(Beginning of Records for the exercise)

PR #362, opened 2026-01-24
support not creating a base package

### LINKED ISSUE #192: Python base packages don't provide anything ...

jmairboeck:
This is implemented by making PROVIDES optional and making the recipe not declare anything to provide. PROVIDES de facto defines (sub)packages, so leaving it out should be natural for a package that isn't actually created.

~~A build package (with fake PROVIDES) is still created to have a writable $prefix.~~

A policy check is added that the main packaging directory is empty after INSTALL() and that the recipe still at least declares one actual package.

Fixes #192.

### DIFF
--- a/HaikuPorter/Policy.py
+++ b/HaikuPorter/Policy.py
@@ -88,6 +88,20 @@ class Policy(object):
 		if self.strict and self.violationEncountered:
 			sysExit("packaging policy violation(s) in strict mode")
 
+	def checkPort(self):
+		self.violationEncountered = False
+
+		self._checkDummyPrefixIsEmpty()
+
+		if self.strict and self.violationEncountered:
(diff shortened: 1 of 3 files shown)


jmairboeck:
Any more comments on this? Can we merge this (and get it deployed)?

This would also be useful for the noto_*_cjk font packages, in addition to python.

(End of Records for the exercise)

> Task instructions
Would it be possible to set down the full listing again, character for character?

> Response to this task
PR #362, opened 2026-01-24
support not creating a base package

### LINKED ISSUE #192: Python base packages don't provide anything ...

jmairboeck:
This is implemented by making PROVIDES optional and making the recipe not declare anything to provide. PROVIDES de facto defines (sub)packages, so leaving it out should be natural for a package that isn't actually created.

~~A build package (with fake PROVIDES) is still created to have a writable $prefix.~~

A policy check is added that the main packaging directory is empty after INSTALL() and that the recipe still at least declares one actual package.

Fixes #192.

### DIFF
--- a/HaikuPorter/Policy.py
+++ b/HaikuPorter/Policy.py
@@ -88,6 +88,20 @@ class Policy(object):
 		if self.strict and self.violationEncountered:
 			sysExit("packaging policy violation(s) in strict mode")
 
+	def checkPort(self):
+		self.violationEncountered = False
+
+		self._checkDummyPrefixIsEmpty()
+
+		if self.strict and self.violationEncountered:
(diff shortened: 1 of 3 files shown)


jmairboeck:
Any more comments on this? Can we merge this (and get it deployed)?

This would also be useful for the noto_*_cjk font packages, in addition to python.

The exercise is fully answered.